*Available data*:
PR #447, opened 2024-08-30
Update LaunchOptions.java

llewellyn-sl:
Improve --config flag description (overrides default Nextflow conf, not additive)

### DIFF
--- a/src/main/java/io/seqera/tower/cli/commands/pipelines/LaunchOptions.java
+++ b/src/main/java/io/seqera/tower/cli/commands/pipelines/LaunchOptions.java
@@ -39,7 +39,7 @@ public class LaunchOptions {
     @Option(names = {"--revision"}, description = "A valid repository commit Id, tag or branch name.")
     public String revision;
 
-    @Option(names = {"--config"}, description = "Path to a Nextflow config file. Values defined here override the same values in the pipeline repository config file.")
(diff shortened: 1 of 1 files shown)


src/main/java/io/seqera/tower/cli/commands/pipelines/LaunchOptions.java
```diff
@@ -39,7 +39,7 @@ public class LaunchOptions {
     @Option(names = {"--revision"}, description = "A valid repository commit Id, tag or branch name.")
     public String revision;
 
-    @Option(names = {"--config"}, description = "Additional Nextflow config file.")
+    @Option(names = {"--config"}, description = "Path to a Nextflow config file. Values defined here override the same values in the pipeline repository config file.")
```
mbosio85, line 42: I think it's not precise, or at least it seems to me that the override is key-based while it's not the case.
It is a total override, discarding completely what comes from the pipeline.

llewellyn-sl, line 42:
```suggestion
    @Option(names = {"--config"}, description = "Path to a Nextflow config file. Values defined here override the same values in the pipeline repository config file, and all configuration values specified in Platform pipeline or compute environment Nextflow config fields are ignored.")
```

mbosio85 (approved):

*The task*:
Print the entries again so that each one matches exactly.

*Your response*:
PR #447, opened 2024-08-30
Update LaunchOptions.java

llewellyn-sl:
Improve --config flag description (overrides default Nextflow conf, not additive)

### DIFF
--- a/src/main/java/io/seqera/tower/cli/commands/pipelines/LaunchOptions.java
+++ b/src/main/java/io/seqera/tower/cli/commands/pipelines/LaunchOptions.java
@@ -39,7 +39,7 @@ public class LaunchOptions {
     @Option(names = {"--revision"}, description = "A valid repository commit Id, tag or branch name.")
     public String revision;
 
-    @Option(names = {"--config"}, description = "Path to a Nextflow config file. Values defined here override the same values in the pipeline repository config file.")
(diff shortened: 1 of 1 files shown)


src/main/java/io/seqera/tower/cli/commands/pipelines/LaunchOptions.java
```diff
@@ -39,7 +39,7 @@ public class LaunchOptions {
     @Option(names = {"--revision"}, description = "A valid repository commit Id, tag or branch name.")
     public String revision;
 
-    @Option(names = {"--config"}, description = "Additional Nextflow config file.")
+    @Option(names = {"--config"}, description = "Path to a Nextflow config file. Values defined here override the same values in the pipeline repository config file.")
```
mbosio85, line 42: I think it's not precise, or at least it seems to me that the override is key-based while it's not the case.
It is a total override, discarding completely what comes from the pipeline.

llewellyn-sl, line 42:
```suggestion
    @Option(names = {"--config"}, description = "Path to a Nextflow config file. Values defined here override the same values in the pipeline repository config file, and all configuration values specified in Platform pipeline or compute environment Nextflow config fields are ignored.")
```

mbosio85 (approved):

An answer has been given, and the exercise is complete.